Indians ritually identified themselves with the animals they hunted. Common to Indian life was shamanism, an animalistic religion of Asiatic origin in which mediation between the visible and the spirit world is made by shamans. Shamanist practices have been documented in cultures as diverse as Iron Age Ireland, pagan Scandinavia, classical Greece, and ice-bound Siberia. Sometimes described as "medicine men," the shamans' powers went beyond treating the sick. In the Americas, they ranged from soothsayers, magicians and hypnotists to trained priests who presided over formal rituals and entire cults. Interestingly, the growth of consciousness-raising New Age movements in the 1980s fostered new interest in shamanism.
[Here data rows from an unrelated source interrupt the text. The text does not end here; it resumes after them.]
PR #127, opened 2023-05-01
Eliminate compiler warnings for deadcode & unused imports/variables

Rubberbandits:


SaMotlagh (approved):

node/src/chain_spec.rs
```diff
@@ -15,15 +15,19 @@ use sp_core::crypto::Ss58Codec;
 // Specialized `ChainSpec`. This is a specialization of the general Substrate ChainSpec type.
 pub type ChainSpec = sc_service::GenericChainSpec<GenesisConfig>;
 
+// These functions are unused in production compiles, util functions for unit testing
+#[allow(dead_code)]
```
S0AndS0, line 19: Would it be possible to instead, or in addition, utilize [conditional compiler][1] trickery?

```rust
#[cfg(not(release))]
```

[1]: https://doc.rust-lang.org/reference/conditional-compilation.html

S0AndS0 (approved):

node/src/chain_spec.rs
Rubberbandits: It'll still throw a compiler warning even when compiling in debug

PR #131, opened 2023-05-03
[BIT-104] Max-upscale bonds

opentaco:
### [BIT-104] Max-upscale bonds

Now stores column-wise max-upscaled u16 bonds, instead of normalized u16 bonds, to maximize u16 utilization. With max-upscaled u16 bonds, we have `max_bond=u16::MAX` over each column (server). Bonds normalization is eventually done in epoch, but bonds storage can be unnormalized.


camfairchild (approved):
LGTM

pallets/subtensor/tests/epoch.rs
```diff
@@ -583,6 +583,298 @@ fn test_16384_graph_sparse() {
 	});
 }
 
+// Test bonds exponential moving average over a sequence of epochs.
+#[test]
+fn test_bonds() {
+	new_test_ext().execute_with(|| {
+		let sparse: bool = true;
+		let n: u16 = 8;
```
S0AndS0, line 591: What is `n`?
> I see it being used as a limit for the `for` loop, and as a value for `max_allowed_validators` related stuff too

pallets/subtensor/tests/epoch.rs
```diff
@@ -583,6 +583,298 @@ fn test_16384_graph_sparse() {
...
+		SubtensorModule::epoch( netuid, 1_000_000_000 ); // run first epoch to set allowed validators
+		run_to_block( 1 ); // run to next block to ensure weights are set on nodes after their registration block
+
+		// === Set weights [val->srv1: 0.1, val->srv2: 0.2, val->srv3: 0.3, val->srv4: 0.4]
+		for uid in 0..(n/2) as u64 {
+			assert_ok!(SubtensorModule::set_weights(RuntimeOrigin::signed(U256::from(uid)), netuid, ((n/2)..n).collect(), vec![ u16::MAX/4, u16::MAX/2, (u16::MAX/4)*3, u16::MAX], 0));
+		}
+		if sparse { SubtensorModule::epoch( netuid, 1_000_000_000 ); }
+		else { SubtensorModule::epoch_dense( netuid, 1_000_000_000 ); }
+		/*  n: 8
```
S0AndS0, line 625: :question: Any way to have these new commented bits be asserted as true by tests?

S0AndS0 (approved):

pallets/subtensor/tests/epoch.rs
opentaco: In these tests it typically refers to the size of the network.

pallets/subtensor/tests/epoch.rs
opentaco: It is possible, but the focus with `test_bonds` is just to check the bond carry-over across epochs, so the limited asserts suffice.

PR #133, opened 2023-05-05
Benchmark extrinsics

SaMotlagh:
- removed benchmark extrinsics with no origin
- removed benchmarking test file including tests for those benchmarking calls.

this PR addresses BIT 307.


S0AndS0 (approved):

pallets/subtensor/src/lib.rs
```diff
@@ -1536,42 +1536,11 @@ pub mod pallet {
 			Self::do_set_total_issuance(origin, total_issuance)
 		}
 
-		#[pallet::call_index(50)]
+		#[pallet::call_index(47)]
```
camfairchild:
```suggestion
		#[pallet::call_index(50)]
```

We shouldn't change the call indices for existing calls

camfairchild (changes requested):
One change

pallets/subtensor/src/lib.rs
SaMotlagh: huum, right. fixed.

camfairchild (approved):
LGTM 🔥🔥🔥

PR #135, opened 2023-05-08
[BIT-325] Disallow <= 0 in port argument of serve_* functions

Rubberbandits:
This addresses issue BIT-326 by creating a new function that delegates input validation for serve_prometheus and serve_axon extrinsics. Execution time shouldn't be impacted by much but still recommend benchmarking once this is merged into main.

### DIFF
--- a/pallets/subtensor/src/serving.rs
+++ b/pallets/subtensor/src/serving.rs
@@ -79,7 +79,7 @@ impl<T: Config> Pallet<T> {
         // --- 4. Get the previous axon information.
         let mut prev_axon = Self::get_axon_info( netuid, &hotkey_id );
         let current_block:u64 = Self::get_current_block_as_u64();
-        ensure!( Self::axon_passes_rate_limit( netuid, &prev_axon, current_block ), Error::<T>::ServingRateLimitExceeded );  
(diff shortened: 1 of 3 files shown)


pallets/subtensor/src/serving.rs
```diff
@@ -263,5 +274,20 @@ impl<T: Config> Pallet<T> {
         return true;
     }
 
+	pub fn validate_axon_data(axon_info: &AxonInfoOf) -> Result<bool, pallet::Error<T>> {
+		if axon_info.port <= 0 {
```
S0AndS0: :warning: If the [internet][1] is to be believed, then the highest port supported by IPv4 addresses _should_ be `65_535`

While it be true that `port` for `AxonInfo` is correctly defined as `u16` (`pallets/subtensor/src/lib.rs:319`) I'm not fully certain of how things will behave if someone feeds a larger number during execution.

[1]: https://stackoverflow.com/questions/113224/what-is-the-largest-tcp-ip-network-port-number-allowable-for-ipv4#113228

S0AndS0 (approved):

pallets/subtensor/src/serving.rs
Rubberbandits: Will check for overflow, expect a commit momentarily.

Rubberbandits: Resolved

camfairchild (approved):
LGTM

PR #141, opened 2023-05-19
add contracts layer

cuteolaf:
To enable smart contracts on the Bittensor network, I've added pallet-contracts into the runtime.

@S0AndS0 @Rubberbandits @shibshib @camfairchild

### DIFF
--- a/Cargo.lock
+++ b/Cargo.lock
@@ -4479,6 +4479,7 @@ dependencies = [
  "pallet-contracts-proc-macro",
  "parity-scale-codec",
  "rand 0.8.5",
+ "rand_pcg",
  "scale-info",
  "serde",
  "smallvec",
--- a/Cargo.lock
+++ b/Cargo.lock
@@ -2810,6 +2810,12 @@ dependencies = [
 ]
 
 [[package]]
+name = "indexmap-nostd"
+version = "0.4.0"
+source = "registry+https://github.com/rust-lang/crates.io-index"
+checksum = "8e04e2fd2b8188ea827b32ef11de88377086d690286ab35747ef7f9bf3ccb590"
+
+[[package]]
 name = "instant"
 version = "0.1.12"
 source = "registry+https://github.com/rust-lang/crates.io-index"
@@ -4190,6 +4196,8 @@ dependencies = [
  "frame-try-runtime",
  "pallet-aura",
  "pallet-balances",
+ "pallet-contracts",
+ "pallet-contracts-primitives",
  "pallet-grandpa",
  "pallet-insecure-randomness-collective-flip",
  "pallet-subtensor",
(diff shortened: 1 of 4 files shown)


unconst:
Hi @cuteolaf it looks like you ran a reformat over the entire lib.rs file making it difficult for us to evaluate what changes were made on that file. Could you revert the indentation changes you made please and resubmit?

Rubberbandits:
I've gone over the PR and there are two main concerns with implementing smart contracts at this point in time:

1. DoS via fee dynamics/heavy extrinsics. While under PoA, transaction fees are as minimal as possible, and while they are calculated based on extrinsic weight, the fee curve has been minimized as much as possible.
2. The CallFilter member in the config for the pallet is set to `Nothing`, which disallows smart contracts from calling any extrinsic. Smart contracts wouldn't be able to transfer balances or really do anything on the network with this filter type. CallFilter should act like a whitelist in order to give contracts enough functionality to be useful, but to also prevent them from calling extrinsics that could be used to harm the network if abused. The [pallet's documentation](https://paritytech.github.io/substrate/master/pallet_contracts/pallet/trait.Config.html#associatedtype.CallFilter) has a relevant section which explains why:

> The runtime must make sure that all dispatchables that are callable by contracts remain stable. In addition [Self::RuntimeCall](https://paritytech.github.io/substrate/master/pallet_contracts/pallet/trait.Config.html#associatedtype.RuntimeCall) itself must remain stable. This means that no existing variants are allowed to switch their positions. Note that dispatchables that are called via contracts do not spawn their own wasm instance for each call (as opposed to when called via a transaction). Therefore please make sure to be restrictive about which dispatchables are allowed in order to not introduce a new DoS vector like memory allocation patterns that can be exploited to drive the runtime into a panic.

Smart contract design and implementation needs to be properly fleshed out for Bittensor specifically before we can include it in the runtime. It's on our list of things to do, but this is a good starting point for us to deep-dive into how we want to implement smart contracts on the network.

cuteolaf:
> 

@unconst I've reverted the indentation changes.

S0AndS0:
> @cuteolaf
> To enable smart contracts on the Bittensor network, I've added pallet-contracts into the runtime.
> 
> @S0AndS0 ...

:wave: Howdy, I think it be really cool you're contributing to this project!... Though I believe it prudent, so ya don't feel ignored, to forewarn my attentions are currently elsewhere.

---

> @unconst
> ... reformat over the entire lib.rs file making it difficult for us to evaluate what changes were made on that file...

Git `diff` Tip, there be some semaphores that are useful for ignoring certain non-consequential changes;

**Relevant documentation**
- `man --pager='less --pattern="--ignore-all-space"' git-diff`
- `man -P 'less -p "--ignore-space-change"' git-diff`
- `man -P 'less -p "--ignore-blank-lines"' git-diff`

**Example** (what I use daily)
```bash
git diff \
  --ignore-all-space \
  --ignore-blank-lines \
  runtime/src/lib.rs
```

camfairchild:
Closing until this is decided. Feel free to open an issue we can use to track further

PR #145, opened 2023-06-05
Fix max-uids decrease test and add Jira ticket commit msg script

Rubberbandits:
## Description

Fix a broken test which prevented `cargo-husky` from installing a new git hook.
Include new git hook for `prepare-commit-msg` which inserts the current jira ticket's tag into your commit message based on branch name.

______

## Checklist

- [X] Tracked `rustfmt` changes
- [X] No _new_ compiler warnings

### DIFF
--- a/.cargo-husky/hooks/prepare-commit-msg
+++ b/.cargo-husky/hooks/prepare-commit-msg
@@ -1,0 +1,18 @@
+#!/bin/sh
+#
+# git prepare-commit-msg hook for automatically prepending an issue key
+# from the start of the current branch name to commit messages.
+
+# check if commit is merge commit or a commit ammend
+if [ $2 = "merge" ] || [ $2 = "commit" ]; then
+    exit
+fi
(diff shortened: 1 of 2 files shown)


.cargo-husky/hooks/prepare-commit-msg
```diff
@@ -0,0 +1,18 @@
+#!/bin/sh
```
eduardogr, line 1: this is very nice!! i will add this to some repositories i have! very nice   @Rubberbandits 

out of curiosity, how the final message looks like?

eduardogr (approved):

shibshib (approved):

Rubberbandits:
> this is very nice!! i will add this to some repositories i have! very nice   @Rubberbandits 

out of curiosity, how the final message looks like? 

Check out the messages in the commits of this PR! The first line gets the branch inserted automatically with the colon, then you just type your normal commit message and push.

PR #150, opened 2023-06-07
Create deterministic wasm builds and publish release on tag

Rubberbandits:


camfairchild (approved):

.github/workflows/publish-tag.yml
```diff
@@ -27,49 +27,45 @@ env:
...
           - x86_64-unknown-linux-gnu
-          - x86_64-apple-darwin
 
         os:
           - ubuntu-latest
-          - macos-latest
 
         include:
           - os: ubuntu-latest
-          - os: macos-latest
```
eduardogr: can't we build for both ??? and include them all in the release?

Rubberbandits: > can't we build for both ??? and include them all in the release?

Currently macos builds fail due to trying to install deps with apt. We should be using substrate's install script instead of manually installing deps as it will detect platform and install properly for us.

shibshib:
Quick note. I think the new nightlies are fixed and cargo should recompile, perhaps let's pick a newer version of nightly?

PR #152, opened 2023-06-23
Add Multisignature pallet to runtime

Rubberbandits:
This PR adds `pallet-multisig` to the runtime, enabling support for users to create multisig wallets through the `polkadot.js` explorer's Accounts page.

### DIFF
--- a/node/src/chain_spec.rs
+++ b/node/src/chain_spec.rs
@@ -178,7 +178,7 @@ pub fn finney_mainnet_config() -> Result<ChainSpec, String> {
 		Some("bittensor"),
 		None,
 		// Properties
-		None,
+		Some(properties),
 		// Extensions
 		None,
 	))
@@ -280,7 +280,7 @@ pub fn finney_testnet_config() -> Result<ChainSpec, String> {
 		Some("bittensor"),
 		None,
 		// Properties
-		None,
+		Some(properties),
 		// Extensions
 		None,
 	))
--- a/runtime/Cargo.toml
+++ b/runtime/Cargo.toml
@@ -46,6 +46,9 @@ sp-std = { version = "5.0.0", default-features = false, git = "https://github.co
 sp-transaction-pool = { version = "4.0.0-dev", default-features = false, git = "https://github.com/paritytech/substrate.git", branch = "polkadot-v0.9.39" }
 sp-version = { version = "5.0.0", default-features = false, git = "https://github.com/paritytech/substrate.git", branch = "polkadot-v0.9.39" }
 
+# Multisig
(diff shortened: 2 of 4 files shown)


camfairchild (approved):
LGTM

node/src/chain_spec.rs
```diff
@@ -178,7 +178,7 @@ pub fn finney_mainnet_config() -> Result<ChainSpec, String> {
 		Some("bittensor"),
 		None,
 		// Properties
-		None,
+		Some(properties),
```
shibshib, line 181: Does changing this still make a difference? I thought `finnet_mainnet_config` is really only relevant for the genesis block

runtime/Cargo.toml
```diff
@@ -46,6 +46,9 @@ sp-std = { version = "5.0.0", default-features = false, git = "https://github.co
 sp-transaction-pool = { version = "4.0.0-dev", default-features = false, git = "https://github.com/paritytech/substrate.git", branch = "polkadot-v0.9.39" }
 sp-version = { version = "5.0.0", default-features = false, git = "https://github.com/paritytech/substrate.git", branch = "polkadot-v0.9.39" }
 
+# Multisig
```
shibshib, line 49: ✅

runtime/src/lib.rs
```diff
@@ -320,6 +320,24 @@ impl pallet_sudo::Config for Runtime {
 	type RuntimeCall = RuntimeCall;
 }
 
+parameter_types! {
+	// One storage item; key size is 32; value is size 4+4+16+32 bytes = 56 bytes.
+	pub const DepositBase: Balance = (1) as Balance * 2_000 * 10_000_000 + (88 as Balance) * 100 * 1_000_000;
+	// Additional storage item size of 32 bytes.
+	pub const DepositFactor: Balance = (0) as Balance * 2_000 * 10_000_000 + (32 as Balance) * 100 * 1_000_000;
```
shibshib, line 327: Do we know what these two do? Guessing `DespositBase` is the base amount of currency needed to reserve to create a multisig?

shibshib (approved):

shibshib:
I'm good with this as well. Merge when ready @Rubberbandits

node/src/chain_spec.rs
Rubberbandits: Technically yes, but the properties value in the chain-spec isn't considered apart of genesis so it can be changed on the nodes without having to restart chain history.

runtime/src/lib.rs
Rubberbandits: Yes,  this is the implementation of the deposit function from polkadot's runtime. The deposit function has two arguments, items and bytes. It's an ease-of-use function which is used to calculate per-byte fees when storage data is used on chain.

PR #553, opened 2024-06-21
Implement safe mode pallet

### LINKED ISSUE #535: Add Safe Mode pallet to runtime
We would like to add the Safe Mode pallet to our subtensor runtime. This pallet allows a highly privileged user such as root to put the entire chain into "safe mode" for a set period of time, whereby only a select few extrinsics can be executed, while all others will be rejected. While in safe mode, the privileged user can also choose to extend the duration of the safe mode period.

# Acceptance Criteria
- [x] Figure out and configure who should have the authority to put the chain into and out of safe mode (root)
- [ ] Figure out and configure how long safe mode can last
- [ ] Figure out and configure how long an extension can last
- [ ] Add the configured pallet to the runtime

keithtensor:
Devnet Companion: ~#558~ #559  

Resolves #535.

### DIFF
--- a/runtime/src/lib.rs
+++ b/runtime/src/lib.rs
@@ -14,9 +14,9 @@ use frame_support::{
     dispatch::DispatchResultWithPostInfo,
     genesis_builder_helper::{build_config, create_default_config},
     pallet_prelude::{DispatchError, Get},
-    traits::{fungible::HoldConsideration, LinearStoragePrice},
+    traits::{fungible::HoldConsideration, Contains, LinearStoragePrice},
 };
-use frame_system::{EnsureNever, EnsureRoot, RawOrigin};
+use frame_system::{EnsureNever, EnsureRoot, EnsureRootWithSuccess, RawOrigin};
 use pallet_commitments::CanCommit;
 use pallet_grandpa::{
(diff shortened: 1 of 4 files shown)


runtime/src/lib.rs
```diff
@@ -284,6 +284,49 @@ impl pallet_utility::Config for Runtime {
...
+    fn contains(call: &RuntimeCall) -> bool {
+        matches!(
+            call,
+            RuntimeCall::Sudo(_)
+                | RuntimeCall::System(_)
+                | RuntimeCall::SafeMode(_)
+                | RuntimeCall::Timestamp(_)
+        )
+    }
+}
```
sam0x17, line 310: just wanted to double check we don't want to whitelist any other calls, and that we can perform a runtime upgrade when in safemode as that seems a likely safemode activity

keithtensor: I think this is a safe default, the calls here are basic operations critical for the blockchain, and as such runtime upgrades can still be performed. No other pallets that are irrelevant are included here.

sam0x17 (approved):

distributedstatemachine (approved):

JohnReedV (approved):

Issue #563, opened 2024-06-24
Total issuance discrepancy 


orriin:
`balance.totalIssuance`: 1,195,894,993,084,044 (which should be effectively the number of coins in circulation)
`subtensorModule.totalissuance`: 7,010,451,064,912,511
`subtensorModule.totalstake`: 5,780,329,269,388,411

mogmachine:
I think this stems from the way burned and recycled tokens are or are not counted in the various totals, but this is critical we get right as exchanges are relying on us for the truth and we are showing discrepancies in our data.

orriin:
## Initial analysis

<img width="423" alt="Screenshot 2024-06-25 at 16 44 51" src="https://github.com/opentensor/subtensor/assets/167025436/96d7fb0e-4656-40c6-a5c1-a55583b3c4a7">

Good news:
- Balances `TotalIssuance` amount is consistent with all free + reserved tokens in existence
- Subtensor `TotalStaked` amount is consistent with sum of staked amounts across all accounts
- TAOStats reports the correct TI (6.97M)

Inconsistency:
- Subtensor `TotalIssuance` is `35651447307410` (approximately 35k TAO or 0.5%) higher than it should be.

## Next Steps

1. Identify which code path/s decrease the stake or account balance without making a corresponding change to Subtensor TI. Will collab with @mogmachine on that, it sounds like he already has an idea.
2. Fix the issue, so TI changes no longer deviate from stake or acc balance changes
3. Adjust the TI back to its correct value
4. Add a `try-state` invariant to immediately notify us if state becomes inconsistent again

## Long Term

We should migrate our staking system to use Holds instead of the current `Stake` storage, this can be achieved as a lazy migration. Once migrated to Holds, we can remove all the "double accounting" that we currently do to track total issuance.

orriin:
Confirmed the cause is with subnet registration fees and tx fees.

Subnet registration makes up for the overwhelming majority of the 35k discrepancy, only ~7.5 TAO comes from tx fees.

## Causes
 
### Subnet registration

When a user registers a new network here:

https://github.com/opentensor/subtensor/blob/c097ff8fb0d434a5541b62ab71a9c406e0daa05f/pallets/subtensor/src/lib.rs#L2016-L2023

balance is "burnt" from the registrar without a corresponding update to the subtensor total issuance:

[...]

PR #595, opened 2024-06-28
Machinery to fix total issuance accounting and keep it fixed

orriin:
# DO NOT MERGE UNTIL CONST HAS APPROVED

Machinery for #563 

- Adds documentation for `pallet_subtensor::TotalIssuance`
- Introduces new storage item `TotalSubnetLocked` to track the total amount of tokens locked for subnet registration
- Introduces migration to initialize `TotalSubnetLocked` and then rejig the total issuance to be the sum of issued tokens, staked tokens, and tokens locked for subnet registration
- Adjusts `set_subnet_locked_balance` to update `TotalSubnetLocked` to reflect changes in `SubnetLocked`
- Creates custom `on_nonzero_unbalanced` handler for transaction fees, which will remove the burnt transaction fee amount from `pallet_subtensor::TotalIssuance` before finally dropping it
  - Tested on localnet 
- Adds `try-state` checks for
  - `TotalStake`
  - `TotalSubnetLock`
  - `TotalIssuance`


pallets/admin-utils/src/lib.rs
```diff
@@ -26,7 +26,7 @@ pub mod pallet {
 
     /// Configure the pallet by specifying the parameters and types on which it depends.
     #[pallet::config]
-    pub trait Config: frame_system::Config {
+    pub trait Config: frame_system::Config + pallet_subtensor::Config {
```
open-junius, line 29: For TotalSubnetLocked, we can set it via a function as other hyperparameter. Why introduce the pallet_subtensor::Config this time. is anything special?

open-junius: If it is a temp solution, we can easily remove it later?

pallets/subtensor/src/lib.rs
```diff
@@ -2051,6 +2099,42 @@ pub mod pallet {
...
+        /// total amount staked + the total amount locked in subnets.
+        #[pallet::call_index(63)]
+        #[pallet::weight((
+            Weight::default()
+                .saturating_add(T::DbWeight::get().reads(3))
+                .saturating_add(T::DbWeight::get().writes(1)),
+            DispatchClass::Normal,
+            Pays::Yes
+        ))]
+        pub fn rejig_total_issuance(origin: OriginFor<T>) -> DispatchResult {
```
open-junius: Can we put it in on_finalize, then it can update total issuance automatically

pallets/admin-utils/src/lib.rs
orriin: It's the idiomatic way to achieve this type of pallet coupling in Substrate, it allows us to directly access items from the subtensor pallet without needing all the boilerplate of specifying and implementing the interface. Notice I didn't need any additional boilerplate in my changes here, I just directly access pallet_subtensor storage items. I'll be doing a show and tell on this in a couple weeks :)

pallets/subtensor/src/lib.rs
orriin: No need, we only need to call it once. After that, it will stay synced on its own (unless there's an edge case I missed 😅).

pallets/subtensor/src/lib.rs
```diff
@@ -322,6 +323,16 @@ pub mod pallet {
     pub type MinTake<T> = StorageValue<_, u16, ValueQuery, DefaultMinTake<T>>;
     #[pallet::storage] // --- ITEM ( global_block_emission )
     pub type BlockEmission<T> = StorageValue<_, u64, ValueQuery, DefaultBlockEmission<T>>;
+
+    /// The Subtensor [`TotalIssuance`] represents the total issuance of tokens on the Bittensor network.
+    ///
+    /// It comprised of three parts:
```
camfairchild:
```suggestion
    /// It is comprised of three parts:
```

pallets/subtensor/src/lib.rs
```diff
@@ -655,6 +666,9 @@ pub mod pallet {
     #[pallet::storage] // --- MAP ( netuid ) --> subnet_locked
     pub type SubnetLocked<T: Config> =
         StorageMap<_, Identity, u16, u64, ValueQuery, DefaultSubnetLocked<T>>;
+    /// The total amount of locked tokens in subnets.
```
camfairchild:
```suggestion
    /// The total amount of locked tokens in subnets for subnet registration.
```

open-junius (dismissed):

distributedstatemachine (dismissed):

pallets/subtensor/src/lib.rs
```diff
@@ -322,6 +323,16 @@ pub mod pallet {
...
+
+    /// The Subtensor [`TotalIssuance`] represents the total issuance of tokens on the Bittensor network.
+    ///
+    /// It is comprised of three parts:
+    /// - The total amount of issued tokens, tracked in the TotalIssuance of the Balances pallet
+    /// - The total amount of tokens staked in the system, tracked in [`TotalStake`]
+    /// - The total amount of tokens locked up for subnet reg, tracked in [`TotalSubnetLocked`]
+    ///
+    /// Eventually, Bittensor should migrate to using Holds afterwhich time we will not require this
+    /// seperate accounting.
```
camfairchild:
```suggestion
    /// separate accounting.
```

pallets/subtensor/src/utils.rs
```diff
@@ -324,6 +324,13 @@ impl<T: Config> Pallet<T> {
     }
 
     pub fn set_subnet_locked_balance(netuid: u16, amount: u64) {
+        let prev_total = TotalSubnetLocked::<T>::get();
+        let prev = SubnetLocked::<T>::get(netuid);
+
+        // Deduct the prev amount and add the new amount to the total
```
camfairchild:
```suggestion
        // Deduct the previous amount and add the new amount to the total
```

camfairchild (commented):
Do we have a test for the total issuance fees hook? If not, that would be great to add.

orriin:
> Do we have a test for the total issuance fees hook? If not, that would be great to add.

It will be tested every pr with live state in the existing try-runtime tests

open-junius (dismissed):

camfairchild (dismissed):

sam0x17 (dismissed):

pallets/subtensor/src/lib.rs
```diff
@@ -2402,6 +2334,46 @@ pub mod pallet {
             }
             true
         }
+
+        #[cfg(feature = "try-runtime")]
```
distributedstatemachine, line 2338: I like this alot . We should probably add more maps to this.

runtime/src/migrations/initialise_ti.rs
```diff
@@ -0,0 +1,46 @@
+use frame_support::traits::{fungible, OnRuntimeUpgrade};
+
+use crate::*;
+
+pub struct Migration;
+
+impl OnRuntimeUpgrade for Migration {
```
distributedstatemachine: What is the advantage of having this migration in the runtime? I find it confusing that we have some migrations in the pallet , and some in the runtime. Can we move it to the subtensor module?

distributedstatemachine (changes requested):

pallets/admin-utils/src/lib.rs
```diff
@@ -1035,6 +1035,18 @@ pub mod pallet {
             T::Subtensor::ensure_subnet_owner_or_root(origin.clone(), netuid)?;
             T::Subtensor::do_set_alpha_values(origin, netuid, alpha_low, alpha_high)
         }
+
+        /// Sets the [`pallet_subtensor::TotalSubnetLocked`] value.
+        #[pallet::call_index(52)]
+        #[pallet::weight(T::WeightInfo::sudo_set_commit_reveal_weights_enabled())]
+        pub fn sudo_set_total_subnet_locked(origin: OriginFor<T>, amount: u64) -> DispatchResult {
```
distributedstatemachine: Remove

pallets/admin-utils/tests/tests.rs
```diff
@@ -1183,6 +1183,22 @@ fn test_sudo_set_target_stakes_per_interval() {
     });
 }
 
+#[test]
+fn test_set_total_subnet_locked_ok() {
```
distributedstatemachine: Remove

pallets/admin-utils/tests/tests.rs
```diff
@@ -1219,6 +1235,21 @@ fn test_set_alpha_values_dispatch_info_ok() {
     });
 }
 
+#[test]
+fn test_set_total_subnet_locked_not_sudo() {
+    new_test_ext().execute_with(|| {
```
distributedstatemachine: Remove all tests

distributedstatemachine (changes requested):
Can we also add tests for the migrations ?

runtime/src/migrations/initialise_ti.rs
orriin: They should be in the runtime actually, it allows pre/post checks and better integration with try-runtime-cli.

orriin:
DO NOT MERGE UNTIL CONST HAS APPROVED

runtime/src/migrations/initialise_ti.rs
orriin: I moved the migration definition to the pallet.

It's best practice for the migrations to be passed via the runtime so that try-runtime-cli can run pre/post hooks, do addition checks, and give better error messages.

PR #604, opened 2024-07-01
Make weighted_median iterative

keithtensor:
Devnet companion: #628 

This PR removes the recursive algorithm in `weighted_median` and replaces it with a iterative one.


gztensor (approved):
Existing unit tests cause a lot of recursion on both branches of if statement in the older version. I am confident this fix doesn't break it.

sam0x17 (approved):
looks good to me!

JohnReedV (approved):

Like the philosophers Montaigne and Rousseau, it is easy to sentimentalize Indians as "noble savages." Far from being idyllic, their existence was harsh. The average life span barely exceeded 35 years; infant mortality was high. Evidence from graves reveals that diseases like arthritis and tuberculosis were common, and tooth decay was a problem. Our modern world owes much to Indians, far beyond the woodcraft skills taught in summer camps and the foolish names applied to baseball and football teams. We are learning truths they knew instinctively in their reverence for nature: that the land and its resources are not only for our use but must be preserved for generations to come. In addition to the communality of land and possessions, belief in the freedom and dignity of the individual was common to many Indian societies. With diligence and a measure of good luck, we may yet learn the secret of the Indians' relationship with nature, and their basic sense of equality and respect for human rights.

Post scriptum. The title of this essay is taken from Alexander Pope's poetic
Essay on Man:


Lo, the poor Indian! whose untutor'd mind
Sees God in clouds, or hears him in the wind;
His soul proud Science never taught to stray
Far as the solar walk or milky way;
Yet simple nature to his hope has giv'n,
Behind the cloud-topped hill, an humbler heav'n.